**Problem:** For this exercise, report every line of the material that includes "context".

**Supplied material:**

PR #28488, opened 2026-07-06
refactor(front): move agent deselect into AgentPicker selected section

Nils-Fedrigo:
## Description

After
Screenshot 2026-07-06 at 13 34 24

Before
image

Reworks the agent chip in the conversation input bar to move deselection into the `AgentPicker` dropdown, in preparation for the model picker that sits next to it in the stack.

- The currently selected agent is pinned at the top of the `AgentPicker` list under a **Selected** label, with an inline toggle to deselect it.
- Drops the separate `XClose` button that used to sit on the agent chip — deselection now happens from inside the picker. **Only 3% of convos did not ping a user as the first message and anyway when you @ someone, the agent deselects.**
- On mobile, the agent label is hidden so the chip shows only the avatar, leaving room for the other input-bar buttons.
Screenshot 2026-07-06 at 13 36 42

Part of the model-picker stack (bottom → top): #28344 → #28346 → **#28488 (this)** → #28489 → #28049.

## Tests

Manual: open the input bar, select an agent, reopen the picker and confirm it appears under "Selected" with a working deselect toggle. Check the chip renders avatar-only at mobile widths and full-label on desktop.

## Risk

Low, but user-facing and **not** feature-flagged: the agent-chip interaction changes for everyone. Purely presentational, safe to roll back by reverting.

## Deploy Plan

None.

### DIFF
--- a/front/components/assistant/AgentPicker.tsx
+++ b/front/components/assistant/AgentPicker.tsx
@@ -35,8 +35,6 @@ interface AgentPickerProps {
   disabled?: boolean;
   mountPortal?: boolean;
   onOpenChange?: (open: boolean) => void;
-  // When set, the matching agent is pinned at the top of the list under
-  // "Selected" with a toggle to deselect it (via `onDeselect`).
   selectedAgentId?: string | null;
   onDeselect?: () => void;
 }
--- a/front/components/assistant/AgentPicker.tsx
+++ b/front/components/assistant/AgentPicker.tsx
@@ -7,13 +7,16 @@ import type { LightWorkspaceType } from "@app/types/user";
 import {
   Avatar,
   Button,
+  Check,
   DotsHorizontal,
   DropdownMenu,
   DropdownMenuContent,
   DropdownMenuItem,
+  DropdownMenuLabel,
   DropdownMenuSearchbar,
   DropdownMenuSeparator,
   DropdownMenuTrigger,
+  Icon,
   Robot,
 } from "@dust-tt/sparkle";
 import { useState } from "react";
@@ -32,6 +35,10 @@ interface AgentPickerProps {
   disabled?: boolean;
   mountPortal?: boolean;
   onOpenChange?: (open: boolean) => void;
+  // When set, the matching agent is pinned at the top of the list under
+  // "Selected" with a toggle to deselect it (via `onDeselect`).
+  selectedAgentId?: string | null;
+  onDeselect?: () => void;
 }
 
 export function AgentPicker({
@@ -47,13 +54,22 @@ export function AgentPicker({
   isLoading = false,
   disabled = false,
   onOpenChange,
+  selectedAgentId,
+  onDeselect,
 }: AgentPickerProps) {
   const clientType = useClientType();
   const isMobile = useIsMobile();
   const [searchText, setSearchText] = useState("");
   const [isOpen, setIsOpen] = useState(false);
 
-  const searchedAgents = filterAndSortAgents(agents, searchText);
+  const selectedAgent = selectedAgentId
+    ? (agents.find((a) => a.sId === selectedAgentId) ?? null)
+    : null;
+  // The selected agent is pinned separately at the top, so keep it out of the
+  // searchable list below to avoid showing it twice.
+  const searchedAgents = filterAndSortAgents(agents, searchText).filter(
+    (a) => a.sId !== selectedAgent?.sId
+  );
 
   return (
     <DropdownMenu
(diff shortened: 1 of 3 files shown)


Nils-Fedrigo:

- #28344
    - #28346
        - #28488 ◀
            - #28489
                - #28049
                    - #28595

front/components/assistant/AgentPicker.tsx
```diff
@@ -32,6 +35,10 @@ interface AgentPickerProps {
   disabled?: boolean;
   mountPortal?: boolean;
   onOpenChange?: (open: boolean) => void;
+  // When set, the matching agent is pinned at the top of the list under
+  // "Selected" with a toggle to deselect it (via `onDeselect`).
```
Nils-Fedrigo:
```suggestion
```

PopDaph (commented):
@Nils-Fedrigo Could you give me some context on the rationale behind this change? 🙏🏻

I'm coming in with limited context on the project, so from where I stand, this feels like it adds friction to removing the agent without making that action very discoverable. It's not immediately obvious that you need to re-select the same agent to remove it. If the goal is intentionally to add some friction, would it make sense to at least include a cross icon inside the dropdown? Was a designer involved in this decision? 🙏🏻

On the 3% figure: does that exclude users who deselected the agent but then had it added back as the default in a new version of the message?

spolu:
@Nils-Fedrigo do we have a figma to discuss the exact experience we want to build here?

Nils-Fedrigo:
@PopDaph
thanks for your comments
Working version of figma is [here](https://www.figma.com/design/wJJMfVF6bluurSKfrEuysc/Product---WIP?node-id=12045-28674&t=nVytqqYnL09z7RPf-4) but probably does not address your concerns
So you can check the final state in the video [here](https://github.com/dust-tt/dust/pull/28049)

The designer in the loop was @ClementAupiais 

more tokens as to why I think it's a net positive change and does not result in too much friction
- If I ping someone in a convo in a first message, it deselects the agent automatically (no added click)
- So the only real tradeoff is someone deselecting agent, then pinging someone else (adds 1 click). Granted this is 3% of users, I argue this is an ok tradeoff
- We really really need this lateral real estate to add the model picker in the input bar (🙏)

query

WITH total_messages AS (
    SELECT COUNT(*) AS cnt
    FROM DUST_MODELS.FACT_USER_MESSAGES fum
    JOIN FRONT.MESSAGES m
        ON m.usermessageid = fum.user_message_id
    WHERE m.contentfragmentid IS NULL
        AND fum.source NOT IN ('api', 'cli_programmatic', 'gsheet', 'make', 'n8n', 'zapier', 'triggered_programmatic', 'slack_workflow')
        AND fum.created_at >= '2026-01-01'
),
no_agent_messages AS (
    SELECT COUNT(*) AS cnt
    FROM DUST_MODELS.FACT_USER_MESSAGES fum
    JOIN FRONT.MESSAGES m
        ON m.usermessageid = fum.user_message_id
    LEFT JOIN FRONT.MENTIONS men
        ON men.messageid = m.id
        AND men.agentconfigurationid IS NOT NULL
    WHERE men.id IS NULL
        AND m.contentfragmentid IS NULL
        AND fum.source NOT IN ('api', 'cli_programmatic', 'gsheet', 'make', 'n8n', 'zapier', 'triggered_programmatic', 'slack_workflow')
        AND fum.created_at >= '2026-01-01'
)
SELECT
    t.cnt                                                          AS total_messages,
    n.cnt                                                          AS messages_without_agent,
    t.cnt - n.cnt                                                  AS messages_with_agent,
    ROUND(n.cnt * 100.0 / NULLIF(t.cnt, 0), 2)                    AS pct_without_agent,
    ROUND((t.cnt - n.cnt) * 100.0 / NULLIF(t.cnt, 0), 2)          AS pct_with_agent
FROM total_messages t, no_agent_messages n;
Screenshot 2026-07-07 at 14 57 20

Nils-Fedrigo:
Discussed live with @PopDaph, I'll add a different bg color to improve discoverability that you can remove the agent, and on hover change to X the tick. 

We concluded it's not that big of an issue to remove the X button (if I understood correctly)

Nils-Fedrigo:
Screenshot 2026-07-07 at 16 49 48
on hover
Screenshot 2026-07-07 at 16 50 00

front/lib/utils.ts
```diff
@@ -318,6 +319,19 @@ export function filterAndSortAgents(
     );
   }
 
+  // Pin the selected agent to the front so it always displays first.
```
PopDaph, line 322: Question: 

`filterAndSortAgents` is also called from backend code (`lib/api/assistant/email/email_trigger.ts`, `lib/api/mcp_server/tools/agents/list.ts`).It's a shared name-matching helper, not a picker helper. "Pin the selected agent" is pure dropdown presentation, so it feels like it doesn't belong in the shared util, even opt-in.

Should we do the pinning in `AgentPicker` after the call instead?

```ts
const searched = filterAndSortAgents(agents, searchText);
const selected = searched.find((a) => a.sId === selectedAgentId);
const searchedAgents = selected
  ? [selected, ...searched.filter((a) => a.sId !== selectedAgentId)]
  : searched;
```

Also simpler than a full `.sort()` to move one element to the front. I'd say keep the util generic, does it make sense? 

Somewhat related: should the selected agent stay pinned while actively searching? If I type a query looking for a *different* agent, the current one overriding fuzzy relevance at slot #1 reads as noise. Pinning only when `searchText` is empty might be the better behavior, wdyt?

PopDaph (approved):

front/lib/utils.ts
Nils-Fedrigo: yep, claude did it like that in the beginning, but I opinionated otherwise.

Anyway, I'll move it out!

PopDaph: Feel free to keep as is if it was intentional, it's your PR you decide!! 🙏🏻

PopDaph: (PR is already approved 😬 )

**Solution for this task:**
@Nils-Fedrigo Could you give me some context on the rationale behind this change? 🙏🏻
I'm coming in with limited context on the project, so from where I stand, this feels like it adds friction to removing the agent without making that action very discoverable. It's not immediately obvious that you need to re-select the same agent to remove it. If the goal is intentionally to add some friction, would it make sense to at least include a cross icon inside the dropdown? Was a designer involved in this decision? 🙏🏻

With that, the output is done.